The HHRI is in its nascent stage, still working closely with the larger interprofessional, cross-disciplinary, multi-site group, and welcomes support from additional departments and entities within UCSF, ZSFG, and the community. UCSF Health, the departments of Psychiatry, Pediatrics, and Family and Community Medicine, and my office provided some startup funds. We’ve also begun seeking philanthropic support, which the Hellman Family Foundation has kicked off with a $50,000 grant, and we continue to partner with University Development and Alumni Relations.
Many people have been instrumental in this humanitarian effort, and it makes my heart glow with gratitude for their generosity and compassion. While the list of names is long, I take this opportunity to give shout-outs to a few, including medical students Francesco Sergi, Katrin Jaradeh, and Aaron Gallagher; internist Triveni Defries; family physician Coleen Kivlahan; pediatricians J. Raul Gutierrez and Zarin Noor; psychologist Will Martinez; psychologist Sarah Metz and social worker Cristina Biasetto from the Trauma Recovery Center; and Adri Jayaratne and Galen Laserson, staff at the Department of Psychiatry. Thank you to these caring, committed folks and to everyone else supporting this vital initiative.
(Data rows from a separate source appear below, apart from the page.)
PR #186, opened 2020-09-02
Add function to create a layer of prisms

santisoler:
Add function that creates a layer of prisms as a `xr.Dataset` which contains
the coordinates of the center of each prism, its top and bottom boundaries (as
xarray coordinates) and each property (as density, magnetization, etc) as data
array. Add `PrismsLayer` class as a [dataset accesor](https://xarray.pydata.org/en/stable/internals.html#extending-xarray)
for `xr.Dataset`s, which allows to define several attributes, properties and
methods for the prism layer, which can be accessed through the `prisms_layer`
attribute of the `xr.Dataset`. Add a `gravity` method that computes
gravitational fields generated by every prism in the layer whose top boundary,
bottom boundary or density are not `np.nan`s.
Add two gallery examples for the prisms layer, and a new South Africa
topography dataset, which is a downsample of ETOPO1.

This PR may serve as a prototype for solving #83, but for prisms. The one for tesseroids could be equivalent to this one, but with some minor checks due to longitude continuity.

**Reminders**:


santisoler:
I suspect that ETOPO1 is referenced on the geoid (need to check), so we might want to add the geoid height (from the reference ellipsoid) to the topography + bathymetry grid before creating the terrain layer.

santisoler:
@lperozzi Would you like to review this PR?

lperozzi (commented):
I will add another points that I've remarked today. If the aim is to extract the topographic correction for the observations stations from the prisms gravity forward, we should be careful with the bord effects.

santisoler:
Thanks for the feedback @lperozzi!

> I will add another points that I've remarked today.

Nice! Can't wait to see them!

santisoler:
> If the aim is to extract the topographic correction for the observations stations from the prisms gravity forward, we should be careful with the bord effects.

I totally agree, maybe we should change the gallery example so it takes a larger region than the survey area for building the prisms. Thanks for noticing it!

examples/forward/prisms_topo_gravity.py
```diff
@@ -0,0 +1,76 @@
...
+# Make a plot of the computed gravity
+plt.figure(figsize=(7, 6))
+ax = plt.axes()
+#  ax = plt.axes(projection=ccrs.Mercator())
+tmp = ax.pcolormesh(*coordinates[:2], prisms_gravity)
+ax.set_title("Terrain gravity effect")
+plt.colorbar(tmp, label="mGal")
+ax.set_aspect("equal")
+plt.tight_layout()
+plt.show()
```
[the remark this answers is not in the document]
santisoler: Sure! You'll probably want to apply some gridding or downsampling to your topographic grid in order to build the prisms: there's no point to use a very high resolution DEM to apply terrain correction, while if you have some topographic height measurements and low resolution DEM you can combine them using a gridder. But those tasks should be carried out by the user.

harmonica/forward/prisms_layer.py
```diff
@@ -0,0 +1,331 @@
...
+        data_vars = {
+            prop: (dims, value * np.ones_like(coordinates[0]))
+            for prop, value in properties.items()
+        }
+    attrs = {"coords_units": "meters", "properties_units": "SI"}
+    return xr.Dataset(data_vars=data_vars, coords=coords, attrs=attrs)
+
+
+@xr.register_dataset_accessor("prisms_layer")
+class PrismsLayer:
```
santisoler, line 154: Rename it to something like `XarrayDataAccessorPrismsLayer`

santisoler:
Would be nice to use the new `make_xarray_grid` for creating the prisms layer. We could also wait for https://github.com/fatiando/verde/pull/300 to be merged so we will be able to pass the `easting` and `northing` coordinates either as 1d or 2d arrays.

santisoler:
@lperozzi @leouieda Can you take a look at the latest changes I made to the prisms layer?

Now the prisms layer must be defined by passing the `coordinates` (easting and northing as 1d arrays, so we can use preexisting xarray.Dataset), a `surface` 2d array and a `reference` which can be either a 2d array or a float. The `top` and `bottom` coordinates are created by the `DatasetAccessorPrismsLayer.update_top_bottom` method, which can be used when needed, not only when we are building the layer (useful for inversions). I removed the method to compute the gravity to avoid having multiple ways of achieving the same goal, so users will have to use the regular `hm.prism_gravity` function by passing the prisms boundaries and their density, which can be easily extracted from the layer.

At last, I updated the tests and the examples. Feel free to review it and suggest any change.

PS: I would like to add a terrain correction example, including the whole process (start from gravity observations, compute gravity disturbance, grid the data, apply terrain correction), but we could leave it for another PR.

santisoler:
@leouieda I'm trying to finish this PR. I think it's almost ready, but I'm using the prisms_layer feature for the Transform21 tutorial and I found that it can create some problems when the surface array has nans.

I decided to be conservative and raise and error if any nan is present on `surface` or `reference`.

Another option is to have a `drop_nans=False` optional argument that replaces the nans on the `surface` for the respective value of the `reference`, thus generating a prisms without volume.

What do you think?

santisoler:
> @leouieda I'm trying to finish this PR. I think it's almost ready, but I'm using the prisms_layer feature for the Transform21 tutorial and I found that it can create some problems when the `surface` array has `nan`s.
> 
> I decided to be conservative and raise and error if any nan is present on `surface` or `reference`.
> 
> Another option is to have a `drop_nans=False` optional argument that replaces the nans on the `surface` for the respective value of the `reference`, thus generating a prisms without volume.
> 
> What do you think?

We decided to allow `surface` array with nans and add a `gravity` method that computes the gravity field generated by the layer, ignoring the masked points.

harmonica/forward/prisms_layer.py
```diff
@@ -0,0 +1,411 @@
...
+
+@xr.register_dataset_accessor("prisms_layer")
+class DatasetAccessorPrismsLayer:
+    """
+    Defines dataset accessor for layer of prisms
+
+    .. warning::
+
+        This class is not intended to be initialized.
+        Use the :func:`prisms_layer` accessor for accessing the methods and
```
santisoler, line 141:
```suggestion
        Use the `prisms_layer` accessor for accessing the methods and
```

harmonica/forward/prisms_layer.py
```diff
@@ -0,0 +1,411 @@
...
+
+    @property
+    def dims(self):
+        """
+        Return the dims tuple of the prism layer
+
+        The tuple follows the xarray order: ``"northing"``, ``"easting"``.
+        """
+        return ("northing", "easting")
+
```
santisoler, line 160:
```suggestion
```

harmonica/forward/prisms_layer.py
```diff
@@ -0,0 +1,411 @@
...
+        -------
+        mask : 2d-array
+            Array of bools that can be used as a mask for selecting prisms with
+            no nans on top and bottom boundaries.
+        """
+        nonans_top = np.logical_not(np.isnan(self._obj.top.values))
+        nonans_bottom = np.logical_not(np.isnan(self._obj.bottom.values))
+        return np.logical_and(nonans_top, nonans_bottom)
+
+    def get_prisms(self):
```
leouieda, line 363:
```suggestion
    def to_prisms(self):
```

This fits better with the rest of the xarray methods: http://xarray.pydata.org/en/stable/pandas.html

leouieda: Could keep this private for now and provide it after if desired.

harmonica/forward/prisms_layer.py
```diff
@@ -0,0 +1,411 @@
...
+        See also
+        --------
+        harmonica.prism_gravity
+        """
+        boundaries = self.get_prisms()
+        # Get the mask for selecting only the boundaries of the prisms that
+        # have no nans on their top and bottom
+        nonans_boundaries = self._get_nonans_prisms_mask().ravel()
+        # Get density array
+        density = getattr(self._obj, density_name).values.ravel()
```
leouieda, line 331:
```suggestion
        density = self._obj[density_name].values.ravel()
```
Works for density names that aren't valid Python variable names.

santisoler:
I think this is ready to go. I'll merge it even the CIs are failing: the docs build is failing because it can't download the new South Africa topography dataset. If `master` fails after merge, I'll fix it right away.

PR #190, opened 2020-09-22
Improve EQL harmonic classes

### LINKED ISSUE #163: Add upward argument to EQLHarmonic grid and scatter methods

Would be better to explicitly ask for the upward coordinate when trying to use EQL to predict on grid and scatter points. Currently it must be passed as the keyword argument `extra_coords`, which is not explicitly present in Harmonica documentation.

santisoler:
Make `EQLHarmonic` and `EQLHarmonicSpherical` independent subclasses of Verde's
`BaseGridder`. Add positional upward argument to `grid` and and `profile`
methods of EQLHarmonic. Raise a `NotImplementedError` when calling the
`scatter` method because it will be deprecated on Verde v2.0.0. Raise
a `NotImplementedError` when calling `EQLHarmonicSpherical.profile` method: the
profile should be created out of great-circle distances rather than absolute
differences of longitude and latitude angles. Remove the `projection` argument
on `EQLHarmonicSpherical.grid` method because it's intended to be used only on
Cartesian gridders. Reduce tests on EQLs with Numba disabled to speed them up.
Add test functions to catch `NotImplementedError`s and to check if `projection`
is not a valid argument of `EQLHarmonicSpherical.grid` method.

Fix #163

**Reminders**:


santisoler:
@leouieda Would you take a look at this? As we discussed, I decided to split both `EQLHarmonic` and `EQLHarmonicSpherical` into separated classes, childs of `BaseGridder`. Besides I added the `upward` positional argument to the `grid` and `profile` methods, while the `scatter` and   `EQLHarmonicSpherical.profile` methods raise a `NotImplementedError`.

I've also managed to reduce the tests that run with Numba disabled. Now the `make test_coverage` runs in ~7s instead of ~30s. :rocket:

PR #196, opened 2020-10-13
Replace versioneer with setuptools_scm

santisoler:
Replace `versioneer` with `setuptools_scm` for getting current version of
Harmonica. `setuptools_scm` doesn't require to store additional files to work,
it can be installed and used through `setup.py`. Remove all `versioneer`
related files and mentions. Add `setuptools_scm` to `requirements.txt` and
`environment.yml`. Replace `setup.cfg` for `.flake8`. 
Set `local_scheme = "no-local-version"` on `deploy.yml` GitHub Action before
publishing to Test PyPI.

Related to fatiando/maintenance#4


.github/workflows/deploy.yml
```diff
@@ -62,12 +62,9 @@ jobs:
...
       - name: Build source and wheel distributions
         run: |
-          # Change the versioneer format to "pre" so that the commit hash isn't
-          # included (PyPI doesn't allow it). Can't do this permanently because
-          # we rely the hash to indicate to the tests that this is a local
-          # verison instead of a published version.
-          sed --in-place "s/pep440/pep440-pre/g" setup.cfg
-          python setup.py sdist bdist_wheel
+          # Use the no-local-version configuration on setuptools_scm because
+          # is the only one compatible with PyPI.
```
santisoler, line 66:
```suggestion
          # is the only one compatible with Test PyPI.
```

harmonica/__init__.py
```diff
@@ -11,7 +11,7 @@
 from .forward.prism import prism_gravity
 from .equivalent_layer.harmonic import EQLHarmonic, EQLHarmonicSpherical
 
-# Get the version number through versioneer
+
```
santisoler, line 14:
```suggestion
# Get the version number through setuptools_scm
```

setup.py
```diff
@@ -54,13 +51,30 @@
 ]
 PYTHON_REQUIRES = ">=3.6"
 
+# Configuration for setupttools_scm
```
santisoler, line 54:
```suggestion
# Configuration for setuptools_scm
```

.github/workflows/continuous-integration.yml
```diff
@@ -68,7 +68,7 @@ jobs:
       - name: Checkout
         uses: actions/checkout@v2
         with:
-          # Need to fetch more than the last commit so that versioneer can
+          # Need to fetch more than the last commit so that setuptools_scm can
```
santisoler, line 71:
```suggestion
          # Need to fetch more than the last commit so that setuptools-scm can
```

santisoler:
Update installing instructions for latest development version to use `pip install git+https://github.com/fatiando/harmonica` instead of `pip install https://...`.

.github/workflows/deploy.yml
```diff
@@ -62,12 +62,9 @@ jobs:
...
         run: |
-          # Change the versioneer format to "pre" so that the commit hash isn't
-          # included (PyPI doesn't allow it). Can't do this permanently because
-          # we rely the hash to indicate to the tests that this is a local
-          # verison instead of a published version.
-          sed --in-place "s/pep440/pep440-pre/g" setup.cfg
-          python setup.py sdist bdist_wheel
+          # Use the no-local-version configuration on setuptools-scm because
+          # is the only one compatible with Test PyPI.
+          HARMONICA_VERSION_LOCAL_SCHEME="no-local-version" python setup.py sdist bdist_wheel
```
santisoler, line 67: Instead of using an env variable, it's better to apply the same hack Leo was doing, mainly because once we move away from `setup.py` to `pyproject.toml` we won't have the option to check if an env variable exists or not.

santisoler: We are going to set `local_scheme = "no-local-version"` by default, so no shananginan is required.

harmonica/version.py
```diff
@@ -1,9 +1,11 @@
...
-from ._version import get_versions
+from pkg_resources import get_distribution
 
 
-full_version = get_versions()["version"]
-git_revision = get_versions()["full-revisionid"]
+# Get semantic version through setuptools-scm
+version = get_distribution("harmonica").version
+# Append a "v" before the semver version so it looks like: v0.1.0
+full_version = "v" + version
```
santisoler, line 11: Do you agree with this @leouieda?

doc/conf.py
```diff
@@ -80,7 +80,7 @@
 year = datetime.date.today().year
 project = "Harmonica"
 copyright = "2018-{}, The Harmonica Developers".format(year)
-if len(full_version.split("+")) > 1 or full_version == "unknown":
+if "dev" in full_version:
     version = "dev"
 else:
     version = full_version
```
santisoler, line 86: Now that we are using `no-local-version` by default, we can simplify how we detect if we are running a development version or a released one. Do you like it @leouieda ?

santisoler:
> After discussing this with @leouieda, we decided to set `local_scheme = "no-local-version"` by default. This makes easier to upload to Test PyPI without any shananigans on the Actions workflow and we actually don't need the version to have the commit hash or a date, just to know that we are on an untagged commit. More information can be obtained with `git status`.
> 
> After this decision, `setuptools_scm` will raise error if we try to install the dev version of Harmonica though pip in the following way:
> `pip install https://github.com/fatiando/harmonica`.
> 
> Instead, we would need to do so with:
> 
> `pip install git+https://github.com/fatiando/harmonica`
> 
> But this requires `git` to be installed (it clones the repository instead of downloading a tarball).
> 
> So we need to update installing instructions for latest development version to use `pip install git+https://github.com/fatiando/harmonica` instead of `pip install https://...`, and add a note that this step now requires `git` installed.

So it seems that not adding the local version string gets in conflict with Pooch, specifically on detecting if Pooch should use `version` or `version_dev` for creating the cache folder:

https://github.com/fatiando/pooch/blob/1f60c6ffe143a233bf15b5d1d1ac5acc648504ba/pooch/core.py#L380-L381

https://github.com/fatiando/pooch/blob/1f60c6ffe143a233bf15b5d1d1ac5acc648504ba/pooch/utils.py#L108-L151

I'll try to restore the default behaviour of `local_scheme` and add some shananingans with `sed` on the Actions workflow for publishing to TestPyPI.

doc/install.rst
```diff
@@ -68,6 +68,7 @@ there::
     pip install .
 
 
+
```
santisoler, line 71:
```suggestion
```

harmonica/version.py
santisoler: I'll add the `"v"` before the version number in order to keep the same style as we are using now in Fatiando.
If we decide to change it we can do it afterwards.

PR #198, opened 2020-10-26
WIP Formulating and testing Pratt's isostatic calculation 

andieie:
Greetings,

This is a test pull request and the first time opening a pull request in this project. 

I created isostasy_pratt.py closely following the existing isostasy.py format that @aguspesce did. In the new file I included the following :
- documentation of the pratt calculation and hypothesis. 
- function that calculates density of roots by inputing: topography, density of water, density of crust, and compensation depth.


andieie:
Hola @santisoler y @aguspesce this is the error I get in line 79: `IndexError: only integers, slices (`:`), ellipsis (`...`), numpy.newaxis (`None`) and integer or boolean arrays are valid indices`

As I have mentioned before, I am learning how xarray allocates things. Hopefully what I am doing can be written another way or fixed with other variables.

santisoler:
Hi @andieie! Congratulations for your first PR! :tada: :confetti_ball:

I really like the docstring, it's very explicit and very nice to follow by anyone not so experienced with Pratt isostasy.

There are some pieces of the code that need some work though, let me help you with that.

First, there's no need for `isostasy_pratt()` to live inside its own file, I think we should move the function to `harmonica/isostasy.py`, where `isostasy_airy()` lives.

Secondly, I saw you added an example to test how the implementation works. That's a great way to start designing! :clap: 
I would recommend you to create a new `examples/isostasy_pratt.py` file just for the example. And, instead of copying the code inside the function, make the example to actually use it, as any user would use the new function once it's merged.
One minor detail: for the example to be able to use the function like:
```python
import harmonica as hm

hm.isostasy_pratt(...)
```
you need to import the function on `harmonica/__init__.py`. See how the `isostasy_airy` is imported:

https://github.com/fatiando/harmonica/blob/371fff90af5fc4f609ee74c7ef6621f5cc4370d5/harmonica/__init__.py#L7

Regarding the error message you get, I don't exactly know how are you getting it, because the `isostasy_pratt.py` script cannot be run due to a syntax error (line 89 is not a comment, it opens a string variable, but never closes it):
https://github.com/fatiando/harmonica/blob/3c19d0c45fd014f1544f81bfed9eaf0e85ce2a32/harmonica/isostasy_pratt.py#L89

Try to reorganize the files as I recommended and then we can start getting into more detail with the code itself!
Don't hesitate to ask for help if you need it!

andieie:
I'm working on this in another branch and open a new pull request. I will note the changes there.

PR #689, opened 2026-07-05
Add required memory functions for non-gradient boosted equivalent sources

mdtanker:
I find I commonly want to check whether I can fit a jacobian in memory for regular (non-gradient boosted) equivalent sources, but have no easy way to check whether this is true, of if I need to switch to gradient boosted. This PR adds equivalent `estimate_required_memory` functions for cartesian and spherical equivalent sources.


src/harmonica/_equivalent_sources/spherical.py
```diff
@@ -123,6 +123,56 @@ def __init__(
...
+        """
+        Estimate the memory required for storing the Jacobian matrix.
+
+        Parameters
+        ----------
+        coordinates : tuple of arrays
+            Arrays with the coordinates of each data point. Should be in the
+            following order: (``easting``, ``northing``, ``upward``, ...).
+            Only ``easting``, ``northing``, and ``upward`` will be used, all
+            subsequent coordinates will be ignored.
```
santisoler, line 136:
```suggestion
            Arrays with the coordinates of each data point. Should be in the
            following order: (``longitude``, ``latitude``, ``radius``, ...).
            Only ``longitude``, ``latitude``, and ``radius`` will be used, all
            subsequent coordinates will be ignored.
```

santisoler (changes requested):
It looks good to me, @mdtanker! Thanks for adding this, I get how helpful it can be.

I left a few small suggestions to the docs, feel free to check them out.

Also, I fixed tests failing in Harmonica, so if you update the branch, your tests should pass now.

Thanks again!

test/test_eq_sources_spherical.py
```diff
@@ -300,3 +300,41 @@ def test_error_ignored_args(coordinates_small, data_small, region):
...
+
+@pytest.mark.parametrize("spacing", [100, 500, 1e3])
+def test_memory_estimation(spacing):
+    """
+    Test the estimate_required_memory class method.
+    """
+    region = (-1e3, 5e3, 2e3, 8e3)
+    coordinates = bd.grid_coordinates(
+        region=region, spacing=spacing, non_dimensional_coords=0
+    )
```
santisoler: This is not a big deal for this test, but I'd update the generated coordinates so they are somewhat more realistic in spherical coordinates. So the region is in degrees, and the non dimensional coord is the radii:

```suggestion
    region = (-20, 20, -20, 20)
    coordinates = bd.grid_coordinates(
        region=region, spacing=spacing, non_dimensional_coords=100.0
    )
```

test/test_eq_sources_spherical.py
```diff
@@ -300,3 +300,41 @@ def test_error_ignored_args(coordinates_small, data_small, region):
...
+def test_memory_estimation_supplied_points():
+    """
+    Test the estimate_required_memory class method with user-supplied points.
+    """
+    region = (-1e3, 5e3, 2e3, 8e3)
+    coordinates = bd.grid_coordinates(
+        region=region, shape=(6, 6), non_dimensional_coords=0
+    )
+    # instead of 1 point beneath each datapoint, give custom points
+    points = bd.grid_coordinates(region=region, shape=(3, 3), non_dimensional_coords=0)
```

P.S. To be clear – this is one of many efforts taking place here. I encourage you to watch the morning and afternoon session recordings of the second annual Colloquium on Population Health & Health Equity: Immigrant Health, which just happened on October 23, to learn about the range of work that’s being done by UCSF and our partners.
Dan’s Tip of the Month
My dear friend, Peter Yuichi Clark, who has served as director of Spiritual Care Services here at UCSF since 2010, has been contending with cholangiocarcinoma, a rare and aggressive form of cancer, for the past two years. We’ve been getting together on a fairly regular basis, and it should come as no surprise that his wisdom and courage in dealing with this Sword of Damocles are an inspiration to me. Please take a look at this poignant, moving essay that Peter recently published in the Journal of Clinical Oncology – his message about engaged hope is something we all need to take in.